The diagnosis of leptomeningeal metastases is based on clinical signs and symptoms, MRI, and CSF analysis. The clinical picture of leptomeningeal metastases classically involves symptoms and signs referable to multiple levels of the neuraxis-the brain, cranial nerves, spine, and nerve roots. Common symptoms include headache, confusion, nausea/vomiting, diplopia, cerebellar dysfunction, back pain, and leg weakness. Identification of malignant cells by CSF cytology is the diagnostic gold standard. However, 3 lumbar punctures are required to obtain a diagnostic sensitivity of 86% to 90% in leptomeningeal metastases, and even then 10% to 14% of patients with metastases will have a negative CSF cytological examination.[4] False-negative CSF cytology is particularly common in in glioma patients with leptomeningeal metastases, with case series uniformly reporting negative cytology in most, if not all, patients.[1,5] Elevated CSF protein has been proposed by some as a surrogate marker for leptomeningeal tumor dissemination in gliomas.[1]

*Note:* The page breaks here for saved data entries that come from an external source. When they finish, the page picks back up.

PR #458, opened 2021-09-06
Improve the handling of charset rules

stof:
- Fix the handling of `@charset` in source files, ignoring it properly
- Implement the `charset` option that was added in dart-sass recently to allow disabling the rendering of the `@charset "UTF-8";` prefix
- ~~Use an UTF-8 BOM as the prefix in compressed mode as it is shorter (this is what dart-sass does).~~ (not applied in 1.x)

### DIFF
--- a/src/Compiler.php
+++ b/src/Compiler.php
@@ -221,6 +221,8 @@ class Compiler
     protected $storeEnv;
     /**
      * @var bool|null
+     *
+     * @deprecated
      */
     protected $charsetSeen;
     /**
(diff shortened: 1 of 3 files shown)


mahagr:
Wow, thank you! I just ran into this issue and had to remove those from the files.

stof:
hmm, maybe I can submit that to 1.x rather than master to release it sooner. The 2.0 release will take a bit longer as I discovered that our bad implementation of interpolations in 1.x makes it a lot harder to do an incremental rewrite.

stof:
The commit about using the UTF-8 BOM won't work for 1.x, as 1.x does not rely on an OutputStyle for its output (we have a setter for it, but internally we still need to handle all the deprecated formatters)

mahagr:
If it's possible, I would love to get this implemented in 1.x. If not, I've already worked around it, so it can also wait.

stof:
this is now targetting the 1.7.0 release, as I need to do a 1.x release anyway to fix a bug.

The usage of the UTF-8 BOM will be implemented separately for the master branch.

PR #464, opened 2021-09-15
Improve warning assertions in the sass-spec tests

stof:
- support warnings from alternative implementations (our warnings often match the libsass ones)
- assert the absence of warnings for tests without an expected warning

This is especially relevant due to https://github.com/sass/sass-spec/pull/1694 changing the default warning message to be the dart-sass one.


tests/specs/sass-spec-exclude-warning.txt
```diff
@@ -81,6 +71,7 @@ libsass-closed-issues/issue_308
 libsass-closed-issues/issue_674
 libsass-closed-issues/issue_759
 libsass-todo-issues/issue_1096
+libsass-todo-issues/issue_1798/3
```
stof, line 74: Those 2 added tests are tests that trigger the deprecation warning `DEPRECATION WARNING: Unterminated interpolations in multiline comments are deprecated and will be removed in ScssPhp 2.0`.
Those are false positives of the warning, because those comments are not preserved in the scss output (and so interpolation will not be parsed in them)

stof: and now fixed, as I found the issue

PR #511, opened 2021-11-11
Implement the CSS AST and its serialization

stof:
This implements the CSS AST ported from dart-sass as well as the associated serialization (without sourcemap support for now, but changes will be small to add it)


stof:
I initially tried integrating the new parser into the existing compiler by converting the Sass AST into our legacy structure. But that was too painful, given that our legacy parsing produces a totally broken output in some cases. So I decided to port the CSS AST instead, to perform the rewrite of the evaluation step as a next step (instead of spreading it over 2.x minor versions).

PR #517, opened 2021-12-14
Fix php8.1 strpos deprecated message for pure css imports

basteyy:
In case you import a css file `$filename` is null. That causes the following warning:

```
Deprecated: strpos(): Passing null to parameter #1 ($haystack) of type string is deprecated in /var/www/html/vendor/scssphp/scssphp/src/SourceMap/SourceMapGenerator.php on line 355
```

By adding a check if `$filename` is set (and not null), the provided null-value to strpos is avoided.

### DIFF
--- a/src/SourceMap/SourceMapGenerator.php
+++ b/src/SourceMap/SourceMapGenerator.php
@@ -312,7 +312,7 @@ final class SourceMapGenerator
         }
 
         // Remove extra leading path separators.
-        if (strpos($filename, '\\') === 0 || strpos($filename, '/') === 0) {
+        if ($filename && (strpos($filename, '\\') === 0 || strpos($filename, '/') === 0)) {
             $filename = substr($filename, 1);
         }
 


stof:
Can you share a reproducer ? I don't see how it can be `null` here (see the argument type)

basteyy:
> Can you share a reproducer ? I don't see how it can be `null` here (see the argument type)

Sure: https://gist.github.com/basteyy/3762144f0301850f0c0cc64a62b1d65f

stof:
@basteyy can you reformat the error in your gist to preserve the line breaks in the stack trace ? It would make it a lot easier to read.

stof:
@basteyy workaround for you: pass the file path as the second argument of `compileString`. This bug happens only when the path is not known.
Side note: passing the path also makes relative imports work, and it will improve sourcemaps (by marking styles as coming from style.scss rather than stdin), so it is a good idea to pass that argument when your source comes from a file.

stof:
and in any case, this PR is not the right fix (btw, on the master branch, the error happens before reaching that line due to the argument type)

stof:
Closing in favor of #523 which fixes the root cause instead of trying to avoid a symptom (in a bad way as the master branch fails earlier due to native types being added on arguments)

PR #525, opened 2021-12-27
Add explicit return type to avoid Symfony debug warning

shyim:
07:40:37 INFO      [php] User Deprecated: Method "ArrayAccess::offsetSet()" might add "void" as a native return type declaration in the future. Do the same in implementation "ScssPhp\ScssPhp\Node\Number" now to avoid errors or add an explicit @return annotation to suppress this message.

### DIFF
--- a/src/Node/Number.php
+++ b/src/Node/Number.php
@@ -147,7 +147,7 @@ class Number extends Node implements \ArrayAccess
     }
 
     /**
-     * {@inheritdoc}
+     * @return bool
      */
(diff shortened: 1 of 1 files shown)


stof:
This should target the 1.x branch.

wouterj:
In fact, given the class is final, these can be made real PHP types in the master branch (when upmerging these changes from 1.x)

stof:
@wouterj no they cannot. The master branch supports PHP 7.2+, and `mixed` is not supported there.

PR #555, opened 2022-02-28
Rework the late initialization of the MixinRule::$content property

stof:
PHP static analyzers don't support properly the pattern of late initialization right now.
The new code defines the property as nullable and not read-only, to allow changing the property later in case it is null. This is less explicit about the intent of the property, but it is supported by the tooling.

### DIFF
--- a/phpstan-baseline.neon
+++ b/phpstan-baseline.neon
@@ -1,11 +1,6 @@
 parameters:
 	ignoreErrors:
 		-
-			message: "#^Property ScssPhp\\\\ScssPhp\\\\Ast\\\\Sass\\\\Statement\\\\MixinRule\\:\\:\\$content \\(bool\\) in isset\\(\\) is not nullable\\.$#"
-			count: 1
-			path: src/Ast/Sass/Statement/MixinRule.php
-
-		-
 			message: "#^Property ScssPhp\\\\ScssPhp\\\\Block\\:\\:\\$children type has no value type specified in iterable type array\\.$#"
 			count: 1
 			path: src/Block.php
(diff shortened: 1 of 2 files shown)


stof:
Looks like phpstan won't add the concept of late initialized properties, and especially not for properties that don't have a native type. So I'll merge this.

mahagr:
Also, it won't work in PHP 8.1 if you change the type-hint into a PHP 8.1 type. In PHP 8.1 you need to set the type to `?bool` and initialize it in either in the definition or in the constructor. This is why I think that the phpstan approach is the correct way to deal with this issue as it prevents you from breaking the code when you convert it to use the proper type declaration.

stof:
@mahagr that's not true. You need to initialize the property before reading it. But that can happen later than in the constructor (the previous code was 100% valid with a typed property).
Requiring to initialize typed properties in the constructor is a requirement added by psalm (and by phpstan when turning on an opt-in parameter) to let them avoid tracking the uninitialized state of properties. But that's not a rule that actually exist in PHP. And that's precisely what I tried requesting to phpstan (even suggesting to have a `@late` phpdoc to opt-in for the full tracking instead of forcing it for all properties).

mahagr:
Hmm, could be that I got the idea from phpstan in that case. Thanks for correcting me as I do find the feature useful.

stof:
checking for uninitialized typed properties must use `isset(...)`, not `null !== ...`

mahagr:
Yup. I think (on my quick tests) you can also `unset()` the variables instead of setting them to be null.

PR #423, opened 2018-11-28
errors: adds OriginalError support

chris-ramon:
#### Overview
- Build on top of: https://github.com/graphql-go/graphql/pull/379 — Thanks a lot @racerxdl! :+1: 

- This PR adds support for retrieving the original error via `FormattedError.OriginalError()`.

  - No breaking changes.

  - Does not expose original errors when JSON serializing since it is available only by a method and the internal field `originalError` is unexported.

- Matches `graphql-js` reference implementation `originalError` (naming and private variable):
  ```javascript
  declare class GraphQLError extends Error {
    constructor(
      message: string,
      nodes?: $ReadOnlyArray<ASTNode> | ASTNode | void | null,
      source?: ?Source,
      positions?: ?$ReadOnlyArray<number>,
      path?: ?$ReadOnlyArray<string | number>,
      originalError?: ?Error, <---------------------------------------------------------
      extensions?: ?{ [key: string]: mixed },
    ): void;
  ```
  Ref: [Link](https://github.com/graphql/graphql-js/blob/f0ae3f4c0ba469c8f2147f8d12c9e670313b865c/src/error/GraphQLError.js#L29)

#### Test plan
- Unit tests.
- Adds tests for handling errors from resolver.
  - Returning an `errors.New(...)` error.
  - Returning a custom error.
  - Returning a custom error with extensions.
  - Panic from resolver.

### DIFF
--- a/abstract_test.go
+++ b/abstract_test.go
@@ -491,6 +491,7 @@ func TestResolveTypeOnInterfaceYieldsUsefulError(t *testing.T) {
       }
     }`
 
+	originalError := gqlerrors.NewFormattedError(`Runtime Object type "Human" is not a possible type for "Pet".`)
 	expected := &graphql.Result{
 		Data: map[string]interface{}{
 			"pets": []interface{}{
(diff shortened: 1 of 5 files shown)


limoli:
When are you going to merge this? :) @chris-ramon

PR #428, opened 2018-12-10
trace support

chris-ramon:


Fontinalis:
@chris-ramon When will this land in the master branch? Also, any help needed with this one? Happy to help

linniksa:
Can you look at https://github.com/apollographql/apollo-tracing extension , it more yousefull in dev environment
maybe allow trace parse/validate stage?
is current Tracer interface allow provide "path" field as described in apollo-tracing extension?

Fontinalis:
@chris-ramon I created a PR #448 that would add support for extensions. 
@linniksa In my PR, there's an example (`star-wars-with-trace') that has a simple tracer, that basically adds the support for the "apollo-tracing". The field's resolve info can be viewed from an extension, so the full "path" field could be viewed.

PR #431, opened 2019-01-03
Fix panic when mutations or subscriptions is not configured

linniksa:
when call 
```graphql
mutation { a }
``` 

on schema that mutations is not configured, i got:

```json
{
  "data": null,
  "errors": [
    {
      "message": "runtime error: invalid memory address or nil pointer dereference",
      "locations": []
    }
  ]
}
```
this PR fix that


chris-ramon:
LGTM :+1: It aligns with the [graphql-js reference implementation](https://github.com/graphql/graphql-js/blob/fbd9c4700a3dd6d72c9190d25d0e5c223dbfe444/src/utilities/getOperationRootType.js#L35-L52). — Thanks a lot @linniksa!

PR #432, opened 2019-01-03
Add extensions to Result

linniksa:
add extensions key to result as mentioned in specification https://facebook.github.io/graphql/June2018/#sec-Response-Format

also may be make Errors a first member of Result as proposed in spec?

### DIFF
--- a/types.go
+++ b/types.go
@@ -4,11 +4,10 @@ import (
 	"github.com/graphql-go/graphql/gqlerrors"
 )
 
-// type Schema interface{}
-
 type Result struct {
-	Data   interface{}                `json:"data"`
-	Errors []gqlerrors.FormattedError `json:"errors,omitempty"`
+	Data       interface{}                `json:"data"`
+	Errors     []gqlerrors.FormattedError `json:"errors,omitempty"`
+	Extensions map[string]interface{}     `json:"extensions,omitempty"`
 }
 
 func (r *Result) HasErrors() bool {


chris-ramon:
Hi @linniksa, thanks a lot for your contribution.

- Yes, it is correct GraphQL spec. allows us to use `extensions` in the GraphQL response.
- Following the `graphql-js` reference implementation, it does not include the `extensions` field itself in the [`ExecutionResult`](https://github.com/graphql/graphql-js/blob/master/src/execution/execute.js#L110-L119):

  ```javascript
  /**
   * The result of GraphQL execution.
   *
   *   - `errors` is included when any errors occurred as a non-empty array.
   *   - `data` is the result of a successful execution of the query.
   */
  export type ExecutionResult = {
    errors?: $ReadOnlyArray<GraphQLError>,
    data?: ObjMap<mixed>,
  };
  ```
- Meaning `extensions` can be included but is up to the end-user to do so, for example the node lib [`express-graphql`](https://github.com/graphql/express-graphql) can receive an [optional function `extensions`](https://github.com/graphql/express-graphql#options) which is invoked to include its response in the graphql's response:

  > An optional function for adding additional metadata to the GraphQL response as a key-value object. The result will be added to "extensions" field in the resulting JSON. This is often a useful place to add development time metadata such as the runtime of a query or the amount of resources consumed. This may be an async function. The function is given one object as an argument: { document, variables, operationName, result, context }.

- A very similar lib to express-graphql is [`github.com/graphql-go`](https://github.com/graphql-go/handler) currently does not support extensions but you if could file an issue for it and we might implement it in the near feature.

- In regards including errors in the top response, I think is a very similar case than the just described above is up to the end-user. The [github.com/graphql-go/handler](https://github.com/graphql-go/handler) lib has support for this use case via the `FormatErrorFn` here is [an example for it](https://github.com/graphql-go/handler/blob/d08c80956e91ac6d3b0679ac85af7397bef842c3/handler_test.go#L270-L280).

chris-ramon:
Closing this one since effectively `extensions` can be added as part of the response, but is up to the library user, and it [is not part of the execution result](https://github.com/graphql/graphql-js/blob/master/src/execution/execute.js#L110-L119).

Issue #429, opened 2018-12-17
Potential data race


BurtonQin:
I found a potential data race between the following two instructions:
1. https://github.com/graphql-go/graphql/blob/21fe71deb5864761ea88e1dbc98e973964c9127c/executor.go#L57
2. https://github.com/graphql-go/graphql/blob/21fe71deb5864761ea88e1dbc98e973964c9127c/executor.go#L70

songlh:
Any update? By reading the code, this is definitely a data race.

PR #434, opened 2019-01-08
Add Result.AppendErrors

fishy:
This is a thread-safe way of appending errors into Result.Errors, as we
are currently doing it in different goroutines.

This fixes https://github.com/graphql-go/graphql/issues/429


songlh:
Should we merge this pull request?

chris-ramon:
LGTM :+1: :ship: — Thanks a lot for your contribution @fishy, and for your review @songlh!

PR #441, opened 2019-02-06
Fix panic when a blockstring has only 1 line and blank

miiton:
When I send a blockstring that has only 1 line and blank...

```
""""""
```

`language/lexer.go` panics.

```
panic: runtime error: index out of range [recovered]
        panic: runtime error: index out of range
```

This PR fix that.


chris-ramon:
Thanks a lot for fixing it @miiton :+1: , closing this one in favor of: https://github.com/graphql-go/graphql/pull/456

Issue #457, opened 2019-03-10
Cannot send null as argument for scalar type


clery:
Hi,

I'm using graphql v0.7.7 and I noticed I cannot send null in a scalar argument.

It's really easy to reproduce, just create a field that takes a string as an argument, and try sending null, it should return something like `Argument "some_name" has invalid value <nil>. Expected type "String", found <nil>."`

clery:
I believe pull request #401 fixes this.

PR #460, opened 2019-03-10
Add NullValue to allow sending null in a value literal

clery:
I noticed `null` was not a valid value to return anywhere in a ParseLiteral, so I took a look at the way the parsing was done with graphql-js and tried reimplementing their NullValue.

There may be other stuff to do, for example fixing #457 to allow sending null to any scalar type as an argument.

Feel free to tell me if anything looks bad or whatever 🙂


clery:
Just noticed that there already is a pull request about this #401

PR #463, opened 2019-03-16
Compare all args when testing for overlap

bencallaway:
Testing for overlapping arguments was only correctly testing fields with a single argument, and invariably failing for fields with multiple arguments. I've added an additional test for comparing two fields w/ two identical arguments, and a tiny fix to the `sameArguments()` function within `rules_overlapping_fields_can_be_merged.go`.


chris-ramon:
@bencallaway thanks a lot! 👍

Closing this one since we merge this improvement via: https://github.com/graphql-go/graphql/pull/521

PR #465, opened 2019-03-23
Implement Object.Definition()

KevinShiCA:
The `Object.Definition()` method was stubbed to return an empty string. This PR makes it return `gt.PrivateDescription`.


siliconbrain:
I just ran into this too, wrote the same patch, then found this PR before opening my own. Please, merge this! It's a one liner, the author even wrote a test for it.

PR #475, opened 2019-04-10
Adds support for custom marshalers through the encoding.TextMarshaler interface

### LINKED ISSUE #471: Bad JSON marshaling for custom Marshaler
I am using the library `github.com/guregu/null` in order to provide an easy management of null fields on my database entities. The library provides the following structures:
- `null.String`
- `null.Int`
- `null.Bool`
- `null.Time`

Every structure implements **JSONMarshaler** and **JSONUnmarshaler** interfaces, so a simple `json.Marshal`returns the expected JSON output.

_Expected Result (Simple_ `json.Marshal`_)_
```json
{
    "mobile": "1234567891"
}
```

_Current Result (GraphQL response)_
```json
{
    "mobile": "{{1234567891 true}}"
}
```

I imagine that this happens because the structure has two exported fields (Value and Valid).
But this **should not happen** since the structure implements the JSON marshaler and unmarshaler interfaces.

I think that the problem is in `scalars.go` file. Take String scalar as example. The `coerceString` casts the string to a string pointer when the interface implements the Marshaler interface.
```go
func coerceString(value interface{}) interface{} {
	if v, ok := value.(*string); ok {
		if v == nil {
			return nil
		}
		return *v
	}
	return fmt.Sprintf("%v", value)
}

// String is the GraphQL string type definition
var String = NewScalar(ScalarConfig{
	Name: "String",
	Description: "The `String` scalar type represents textual data, represented as UTF-8 " +
		"character sequences. The String type is most often used by GraphQL to " +
		"represent free-form human-readable text.",
	Serialize:  coerceString,
	ParseValue: coerceString,
	ParseLiteral: func(valueAST ast.Value) interface{} {
		switch valueAST := valueAST.(type) {
		case *ast.StringValue:
			return valueAST.Value
		}
		return nil
	},
})
```
I don't know what is the best practice for this library, but I would like to get help about this and provide a smart solution.

Fontinalis:
This PR adds a check to each built-in coerce function, so if the value implements the `encoding.TextMarshaler` interface, it'll be marshaled and converted from that, so custom types, like some nullable type from `github.com/guregu/null` would work correctly.

Closes #471

### DIFF
--- a/scalars.go
+++ b/scalars.go
@@ -1,6 +1,7 @@
 package graphql
 
 import (
+	"encoding"
 	"fmt"
 	"math"
 	"strconv"
@@ -15,6 +16,12 @@ import (
 // n.b. JavaScript's integers are safe between -(2^53 - 1) and 2^53 - 1 because
 // they are internally represented as IEEE 754 doubles.
 func coerceInt(value interface{}) interface{} {
+	if v, ok := value.(encoding.TextMarshaler); ok {
+		bs, err := v.MarshalText()
+		if err == nil {
+			value = string(bs)
+		}
+	}
 	switch value := value.(type) {
 	case bool:
 		if value == true {
@@ -168,6 +175,12 @@ var Int = NewScalar(ScalarConfig{
 })
 
 func coerceFloat(value interface{}) interface{} {
+	if v, ok := value.(encoding.TextMarshaler); ok {
+		bs, err := v.MarshalText()
+		if err == nil {
+			value = string(bs)
+		}
+	}
 	switch value := value.(type) {
 	case bool:
 		if value == true {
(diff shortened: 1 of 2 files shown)


billkillapp:
Could we merge this feature ASAP?

Fontinalis:
Waiting for at least one review.. I could merge it if it would be someone else’s PR, but cannot do it without a review since it’s mine..

limoli:
When are you going to merge this important feature into master?

billkillapp:
Hi Andrea,

I got this mail. What does it mean? :-)


*Sonni Christine Jakobsen*
*Co-founder & CEO*

+47 466 60 626
[image: image.png]
https://billkill.no/


fre. 11. okt. 2019 kl. 12:20 skrev Andrea Limoli <notifications@github.com>:

Fontinalis:
@chris-ramon Can you review this?

PR #4998, opened 2022-09-22
allows downloding subscription chaps from corona.ex and fixed bug with downloading chapters.

gammesB:
- fixed bug with descramble accidentally removing 5 pixels of the right of the image(as that part isn't part ofthe scramble).
- added support to download subscription only chaps instead of only the free chaps.

### DIFF
--- a/src/web/mjs/connectors/To-Corona-Ex.mjs
+++ b/src/web/mjs/connectors/To-Corona-Ex.mjs
@@ -23,11 +23,11 @@ export default class ToCoronaEx extends Connector {
     async _getMangas() {
         let mangaList = [];
         let nextCursor = '/comics?order=asc&sort=title_yomigana';
-        for(let run = true; run;) {
+        for (let run = true; run;) {
             const data = await this._getMangasFromPage(nextCursor);
             nextCursor = data.nextCursor;
             mangaList.push(...data.mangas);
-            if(nextCursor == null) {
+            if (nextCursor == null) {
                 run = false;
             }
         }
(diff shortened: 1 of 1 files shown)


sboudouk (approved):

src/web/mjs/connectors/To-Corona-Ex.mjs
```diff
@@ -51,30 +51,89 @@ export default class ToCoronaEx extends Connector {
 
     async _getChapters(manga) {
         let chapterList = [];
+        const getToken = await this.getToken();
```
27136773, line 54: The variable has the same name as the member function `getToken`, i recommend to use a more appropriate name

src/web/mjs/connectors/To-Corona-Ex.mjs
```diff
@@ -51,30 +51,89 @@ export default class ToCoronaEx extends Connector {
...
-            if(nextCursor == null) {
+            if (nextCursor == null) {
                 run = false;
             }
         }
         return chapterList.reverse();
     }
+    //get auth token from indexedDB
+    async getToken() {
+        let script = `new Promise(resolve => {
```
27136773, line 85: The cyclomatic complexity is quite high for this script, may try to reduce nested levels
e.g.

```javascript

// nested callbacks
setTimeout(() => {
    const request1 = new Request(0);
    request1.onerror = (err) => { /* Handle Error */ };
    request1.onsuccess = (data1) => {
        const request2 = new Request(data1.foo);
        request2.onerror = (err) => { /* Handle Error */ };
        request2.onsuccess = (data2) => { /* Do something with data2 ... */ };
    };
}, 2500);

// flatten control flow with promises
setTimeout(() => {
    const data1 = await new Promise((resolve, reject) => {
        const request = new Request(0);
        request.onerror = (err) => reject(err);
        request.onsuccess = (data) => resolve(data);
    });
    const data2 = await new Promise((resolve, reject) => {
        const request = new Request(data1.foo);
        request.onerror = (err) => reject(err);
        request.onsuccess = (data) => resolve(data);
    });
}, 2500);
```

src/web/mjs/connectors/To-Corona-Ex.mjs
```diff
@@ -51,30 +51,89 @@ export default class ToCoronaEx extends Connector {
...
+            setTimeout(() => {
+                try{
+                    let tRequest = window.indexedDB.open("firebaseLocalStorageDb", 1);
+                    tRequest.onerror = function (event) {
+                        resolve(undefined);
```
27136773, line 90: Consider to reject the promise

src/web/mjs/connectors/To-Corona-Ex.mjs
```diff
@@ -51,30 +51,89 @@ export default class ToCoronaEx extends Connector {
...
 
-    async _getChaptersFromPage(manga, nextCursor) {
+                        const db = e.target.result;
+                        const transaction = db.transaction("firebaseLocalStorage", 'readonly');
+                        const objectStore = transaction.objectStore("firebaseLocalStorage");
+
+                        if ('getAll' in objectStore) {
+                            objectStore.getAll().onsuccess = function (event) {
+                                if(event.target.result.length == 0){
+                                    resolve(undefined);
```
27136773, line 101: Consider to reject the promise

src/web/mjs/connectors/To-Corona-Ex.mjs
```diff
@@ -51,30 +51,89 @@ export default class ToCoronaEx extends Connector {
...
+                                }
+                                else{resolve(event.target.result[0].value.stsTokenManager.accessToken);
+                                    }
+                            };
+                            objectStore.getAll().onerror = function (event) {
+                                resolve(undefined);
```
27136773, line 107: Consider to reject the promise

27136773 (approved):
Looks good, some room for possible improvements

PR #5129, opened 2022-11-07
Update MangaShip.mjs

Furkangcmn:
i updated the domain name


Sheepux:
duplicate, merged #5130

Barxaomanga:
the site works but does not show sections in the program

PR #5133, opened 2022-11-09
Fix getting pictures in Mangatown

### LINKED ISSUE #4726: [Bug] Can't Enjoy the Downloaded File
Yes

**Describe the bug**
I cannot seem to download the picture.. well, I can download it, but the file is just broken. When I downloaded a certain chapter (i.e.: Black Clover 331), the output only showed files with **_.bin_** extension instead of **_.jpg_**, **_.jpeg_**, or **_.png_**; the issue occurs on MangaTown & MangaHere, I dunno if the same case exists elsewhere.

**To Reproduce**
1. Select a website (MangaTown or MangaHere)
2. Select any manga & any chapter to download
3. Open your folder of downloaded chapter
4. Witness the majestic bugs 👀

**Expected behavior**
an outcome of solid pictures just like what the usual HakuNeko offers ):

**Screenshots**
HaquNeqo

 - OS: Windows 11 Pro
 - 6.17

**Additional context**
I'm from **Indonesia** & I can access the site just fine, even without a VPN.
I tried downloading 1 random chapter from **Kissmanga & it works just fine**.

MikeZeDev:
Add mangahere referer to picture requests. Fixes https://github.com/manga-download/hakuneko/issues/4726


27136773:
Check and fix `lint` errors.

27136773 (approved):

src/web/mjs/connectors/MangaTown.mjs
```diff
@@ -66,6 +66,7 @@ export default class MangaTown extends Connector {
     }
 
     _handleConnectorURI( payload ) {
+        this.requestOptions.headers.set("x-referer", "mangahere.com");
```
27136773: This will add `MangaHere` as referer to all requests for this connector (manga lists, chapter lists, ...), is this intentional?
If not create a clone of request options and add the header to the clone.

Sheepux: personally i'd rather reject the request and alert("use mangahere directly")

MikeZeDev: Hum, you are right, better not meddle with the entire request options.

MikeZeDev: In fact setting the referer to mangahere is only needed for downloading pictures, which is in fine handled by  Connector.handleconnectorURI. And it uses "this.requestoptions" without referer. No matter what i do in mangatown own handleconnectorURI, its useless .

Is there any reason we are using handleconnectorURI in this connector? How could i set a referer but only for picture requests? I can only think about dirty workarounds.

27136773: Just set the header on the cloned request...
```javascript
let request = new Request(payload, this.requestOptions);
request.headers.set('x-referer', 'https://mangahere.com');
```

MikeZeDev: This request get the page with the pics, and we dont need mangahere ref for that. :)

Downloading pictures need mangahere ref.

Which is done not in Mangatown.mjs but in parent class, where i cant pass a custom referrer .
Wait, can we pass a custom referer in payloads?

MikeZeDev: I managed to fix the code so only picture requests get to use mangahere referer.

src/web/mjs/connectors/MangaTown.mjs
```diff
@@ -56,23 +51,32 @@ export default class MangaTown extends Connector {
...
+        let imgpages = data
             .filter(option => !option.value.endsWith('featured.html'))
-            .map(element => this.createConnectorURI(this.getAbsolutePath(element.value, request.url)));
+            .map(element => this.getAbsolutePath(element.value, request.url));
+        //NOW we have all the pages, get the picture url from each page
+        //and create the payloads with mangahere referer
+        let imglist = [];
+        for (let i = 0; i<imgpages.length; i++ ) {
+            let request = new Request(imgpages[i], this.requestOptions);
+            data = await this.fetchDOM( request, 'source#image' );
```
27136773: I strongly recommend to move the content of this loop as part into `_handleConnectorURI`.
The `_getPages` method is supposed to be fast and should not make too many requests if possible.
e.g.,

```javascript
    const pageData = await this.fetchDOM(new Request(payload, this.requestOptions), 'source#image');
    const imageURL = this.getAbsolutePath(pageData[0].src, request.url).replace('hakuneko://', 'https://');
    const request = new Request(imageURL, this.requestOptions);
    request.headers.set('x-referer', 'mangahere.com');
    const imageData = await response.blob();
    return this._blobToBuffer(imageData);
}
```

MikeZeDev: Done

PR #5146, opened 2022-11-12
Added ynjn (ヤンジャン!)

Elastic1:
#5047


src/web/mjs/connectors/Ynjn.mjs
```diff
@@ -0,0 +1,51 @@
...
+    async _getMangas() {
+        let msg = 'This website does not provide a manga list, please copy and paste the URL containing the chapters directly from your browser into HakuNeko.';
+        throw new Error(msg);
+    }
+
+    async _getChapters(manga) {
+        const chapters = [];
+        let hasNext = true;
+        let page = 1;
+        while (hasNext) {
```
27136773: May use a `for` loop
```javascript
for(let page = 1, let hasNext = true; hasNext; page++)
{
    // ...
}
```

27136773 (approved):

MRI has proven to be an important diagnostic tool for leptomeningeal metastases, with a diagnostic sensitivity of nearly 70%.[6] An MRI with findings characteristic of leptomeningeal metastases in a patient with an established cancer diagnosis and signs and symptoms suggestive of leptomeningeal metastases is often the sole diagnostic tool for many clinicians.[4] A retrospective review of 187 patients diagnosed with leptomeningeal metastases at Memorial Sloan-Kettering Cancer Center reported that CSF analysis was not done in 45% of patients.[7] Subarachnoid-enhancing nodules of the brain, spinal cord, or nerve roots; sulcal or spinal cord surface enhancement; and cranial nerve or nerve root enhancement are characteristic of leptomeningeal tumor dissemination.[8] Communicating hydrocephalus and thickening of nerve roots in the cauda equina may also be seen.[8]
The diagnosis of leptomeningeal metastases in gliomas requires heightened suspicion, recognition of clinical symptoms and signs suggestive of leptomeningeal tumor seeding, as well as MRI findings consistent with this rare clinical entity and positive CSF cytology. There is an exceptionally high false-negative CSF cytology rate in glioma patients with leptomeningeal metastases, but additional CSF parameters can further support the diagnosis and serve to exclude other diagnoses.
Leptomeningeal metastasis is a uniformly fatal diagnosis, with an average survival of 4 months from the time of diagnosis, and only rare case reports of survival up to 20 months following diagnosis.[9] Therapeutic interventions are based on single case reports or small case series, and generally are focused on reversal of neurologic deficits and pain control. Potential interventions include corticosteroids, external beam irradiation to symptomatic areas, intravenous or intrathecal chemotherapy, craniospinal irradiation, and anti-angiogenic agents such as bevacizumab.[9,10] Our patient received bevacizumab therapy at standard dosing, with the most significant improvement seen in cognition, headache, vertigo, and right arm strength. Some improvement in paraplegia was also seen, but to date this has not been functionally significant.
Financial Disclosure: The author has no significant financial interest or other relationship with the manufacturers of any products or providers of any service mentioned in this article.